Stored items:

-------

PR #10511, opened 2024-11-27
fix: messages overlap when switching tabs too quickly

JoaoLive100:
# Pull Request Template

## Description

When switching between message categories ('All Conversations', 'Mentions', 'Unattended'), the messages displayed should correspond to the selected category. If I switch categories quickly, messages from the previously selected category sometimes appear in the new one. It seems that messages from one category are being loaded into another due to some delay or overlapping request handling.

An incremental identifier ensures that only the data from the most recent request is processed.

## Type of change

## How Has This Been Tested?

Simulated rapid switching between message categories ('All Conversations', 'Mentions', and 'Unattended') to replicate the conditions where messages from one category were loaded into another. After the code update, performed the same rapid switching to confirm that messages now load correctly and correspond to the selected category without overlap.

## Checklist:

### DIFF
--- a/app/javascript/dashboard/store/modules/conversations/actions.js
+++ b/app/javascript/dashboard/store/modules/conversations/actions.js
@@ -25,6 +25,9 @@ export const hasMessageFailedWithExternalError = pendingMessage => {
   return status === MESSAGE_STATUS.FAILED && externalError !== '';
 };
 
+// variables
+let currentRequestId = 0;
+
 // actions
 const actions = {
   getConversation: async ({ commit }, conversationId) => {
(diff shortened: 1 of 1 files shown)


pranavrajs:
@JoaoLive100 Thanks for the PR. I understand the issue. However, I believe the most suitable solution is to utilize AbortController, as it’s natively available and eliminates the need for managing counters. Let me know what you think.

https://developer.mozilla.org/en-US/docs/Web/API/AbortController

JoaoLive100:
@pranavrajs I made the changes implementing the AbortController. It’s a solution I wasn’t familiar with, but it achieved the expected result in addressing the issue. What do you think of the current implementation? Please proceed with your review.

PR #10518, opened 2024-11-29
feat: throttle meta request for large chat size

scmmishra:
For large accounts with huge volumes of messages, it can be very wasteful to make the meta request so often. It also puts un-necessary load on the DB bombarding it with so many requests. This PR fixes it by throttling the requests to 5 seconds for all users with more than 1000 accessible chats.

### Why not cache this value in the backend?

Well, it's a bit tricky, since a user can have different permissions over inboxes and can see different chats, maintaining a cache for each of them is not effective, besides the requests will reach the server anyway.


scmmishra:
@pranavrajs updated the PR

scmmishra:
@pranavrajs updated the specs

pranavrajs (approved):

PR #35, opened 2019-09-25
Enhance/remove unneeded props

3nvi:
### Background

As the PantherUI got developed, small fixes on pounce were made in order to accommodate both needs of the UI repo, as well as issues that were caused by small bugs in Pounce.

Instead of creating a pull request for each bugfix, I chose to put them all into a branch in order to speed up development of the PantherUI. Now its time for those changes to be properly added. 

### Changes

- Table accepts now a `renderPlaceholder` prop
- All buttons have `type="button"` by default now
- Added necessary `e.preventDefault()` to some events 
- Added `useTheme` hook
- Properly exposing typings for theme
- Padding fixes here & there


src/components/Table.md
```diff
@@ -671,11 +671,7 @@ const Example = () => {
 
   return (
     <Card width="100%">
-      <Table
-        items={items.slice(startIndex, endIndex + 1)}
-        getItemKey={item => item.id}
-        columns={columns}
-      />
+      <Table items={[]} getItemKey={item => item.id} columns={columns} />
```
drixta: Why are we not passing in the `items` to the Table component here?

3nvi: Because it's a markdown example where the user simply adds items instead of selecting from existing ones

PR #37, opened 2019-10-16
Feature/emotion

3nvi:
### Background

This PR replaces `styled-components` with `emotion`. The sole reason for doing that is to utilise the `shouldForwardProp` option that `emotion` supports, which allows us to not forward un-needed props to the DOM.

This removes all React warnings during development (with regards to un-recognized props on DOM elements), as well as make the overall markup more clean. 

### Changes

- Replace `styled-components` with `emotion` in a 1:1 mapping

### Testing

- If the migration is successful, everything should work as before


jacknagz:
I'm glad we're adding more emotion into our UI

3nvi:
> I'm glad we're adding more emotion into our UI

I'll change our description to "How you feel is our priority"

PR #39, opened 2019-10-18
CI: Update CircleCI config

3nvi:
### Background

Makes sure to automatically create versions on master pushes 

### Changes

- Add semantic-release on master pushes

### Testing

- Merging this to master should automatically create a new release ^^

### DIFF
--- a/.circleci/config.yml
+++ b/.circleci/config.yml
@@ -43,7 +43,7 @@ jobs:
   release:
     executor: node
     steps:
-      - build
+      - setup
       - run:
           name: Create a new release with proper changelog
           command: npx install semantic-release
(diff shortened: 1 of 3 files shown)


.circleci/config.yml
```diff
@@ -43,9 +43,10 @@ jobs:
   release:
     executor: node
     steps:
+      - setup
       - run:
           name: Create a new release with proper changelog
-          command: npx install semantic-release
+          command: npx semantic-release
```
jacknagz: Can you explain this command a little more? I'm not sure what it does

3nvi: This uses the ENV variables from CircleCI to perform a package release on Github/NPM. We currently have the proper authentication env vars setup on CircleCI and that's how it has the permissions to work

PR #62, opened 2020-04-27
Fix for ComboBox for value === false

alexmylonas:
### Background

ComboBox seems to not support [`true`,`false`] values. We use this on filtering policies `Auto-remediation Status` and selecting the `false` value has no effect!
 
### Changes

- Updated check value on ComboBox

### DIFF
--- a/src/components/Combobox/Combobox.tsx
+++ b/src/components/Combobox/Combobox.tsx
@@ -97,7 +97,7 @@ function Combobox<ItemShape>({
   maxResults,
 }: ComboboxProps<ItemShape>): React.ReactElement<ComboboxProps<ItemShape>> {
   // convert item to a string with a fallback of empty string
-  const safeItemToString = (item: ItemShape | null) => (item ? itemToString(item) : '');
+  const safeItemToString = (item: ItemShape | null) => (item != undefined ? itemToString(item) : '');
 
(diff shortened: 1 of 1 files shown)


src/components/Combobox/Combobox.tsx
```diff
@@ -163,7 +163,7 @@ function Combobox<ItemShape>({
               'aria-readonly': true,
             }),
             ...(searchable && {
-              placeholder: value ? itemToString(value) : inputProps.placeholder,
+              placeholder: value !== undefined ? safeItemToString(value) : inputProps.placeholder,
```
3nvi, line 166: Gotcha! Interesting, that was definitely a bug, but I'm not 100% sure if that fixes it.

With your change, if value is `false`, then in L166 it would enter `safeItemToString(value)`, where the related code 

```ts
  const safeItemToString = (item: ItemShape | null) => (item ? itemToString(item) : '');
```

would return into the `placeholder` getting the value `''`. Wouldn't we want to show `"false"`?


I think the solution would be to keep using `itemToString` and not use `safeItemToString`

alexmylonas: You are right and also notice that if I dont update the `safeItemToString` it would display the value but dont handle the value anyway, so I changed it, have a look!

-------

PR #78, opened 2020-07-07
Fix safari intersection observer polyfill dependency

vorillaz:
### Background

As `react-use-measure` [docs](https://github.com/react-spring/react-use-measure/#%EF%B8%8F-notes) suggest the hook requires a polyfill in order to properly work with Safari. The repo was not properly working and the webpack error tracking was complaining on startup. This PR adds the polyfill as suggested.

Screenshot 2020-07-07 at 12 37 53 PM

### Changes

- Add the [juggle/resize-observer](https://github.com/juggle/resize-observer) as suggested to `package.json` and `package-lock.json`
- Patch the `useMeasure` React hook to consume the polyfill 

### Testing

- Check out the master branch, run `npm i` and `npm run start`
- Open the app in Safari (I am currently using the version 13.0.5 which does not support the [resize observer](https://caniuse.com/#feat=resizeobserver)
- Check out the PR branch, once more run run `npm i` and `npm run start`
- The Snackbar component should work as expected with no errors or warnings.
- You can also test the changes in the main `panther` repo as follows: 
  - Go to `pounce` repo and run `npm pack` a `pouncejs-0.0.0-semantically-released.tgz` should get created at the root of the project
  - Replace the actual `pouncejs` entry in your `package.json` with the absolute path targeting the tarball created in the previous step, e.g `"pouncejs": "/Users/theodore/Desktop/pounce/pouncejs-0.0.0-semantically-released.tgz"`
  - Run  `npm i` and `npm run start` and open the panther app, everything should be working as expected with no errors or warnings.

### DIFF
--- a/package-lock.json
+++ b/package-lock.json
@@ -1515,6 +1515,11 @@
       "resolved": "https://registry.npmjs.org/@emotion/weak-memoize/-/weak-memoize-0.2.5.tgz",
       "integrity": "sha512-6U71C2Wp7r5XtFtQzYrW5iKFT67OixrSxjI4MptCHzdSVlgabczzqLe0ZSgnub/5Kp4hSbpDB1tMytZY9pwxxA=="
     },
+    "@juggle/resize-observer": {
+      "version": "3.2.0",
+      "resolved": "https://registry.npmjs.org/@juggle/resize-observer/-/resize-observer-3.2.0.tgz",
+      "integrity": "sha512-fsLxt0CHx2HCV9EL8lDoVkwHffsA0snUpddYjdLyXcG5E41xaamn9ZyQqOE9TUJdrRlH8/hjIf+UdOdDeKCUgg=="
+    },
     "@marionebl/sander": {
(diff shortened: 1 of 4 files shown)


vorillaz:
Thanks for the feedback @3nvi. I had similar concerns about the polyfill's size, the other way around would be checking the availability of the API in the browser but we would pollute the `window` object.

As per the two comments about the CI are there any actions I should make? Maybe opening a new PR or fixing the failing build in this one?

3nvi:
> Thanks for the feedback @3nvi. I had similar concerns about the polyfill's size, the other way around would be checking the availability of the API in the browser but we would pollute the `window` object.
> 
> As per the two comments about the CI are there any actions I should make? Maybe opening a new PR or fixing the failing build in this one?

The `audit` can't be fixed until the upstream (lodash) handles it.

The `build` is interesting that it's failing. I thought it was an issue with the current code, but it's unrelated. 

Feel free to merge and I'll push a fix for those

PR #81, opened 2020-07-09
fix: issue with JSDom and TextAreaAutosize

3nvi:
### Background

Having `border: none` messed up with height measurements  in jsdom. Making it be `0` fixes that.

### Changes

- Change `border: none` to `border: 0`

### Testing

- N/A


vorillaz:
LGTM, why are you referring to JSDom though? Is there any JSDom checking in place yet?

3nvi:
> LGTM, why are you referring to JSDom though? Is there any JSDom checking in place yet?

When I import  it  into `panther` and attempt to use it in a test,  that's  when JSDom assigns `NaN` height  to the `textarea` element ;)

-------

_What the task requires_.
Copy out each line of the records where the word "ItemShape" appears.

_Your solution_.
@@ -97,7 +97,7 @@ function Combobox<ItemShape>({
 }: ComboboxProps<ItemShape>): React.ReactElement<ComboboxProps<ItemShape>> {
-  const safeItemToString = (item: ItemShape | null) => (item ? itemToString(item) : '');
+  const safeItemToString = (item: ItemShape | null) => (item != undefined ? itemToString(item) : '');
@@ -163,7 +163,7 @@ function Combobox<ItemShape>({
  const safeItemToString = (item: ItemShape | null) => (item ? itemToString(item) : '');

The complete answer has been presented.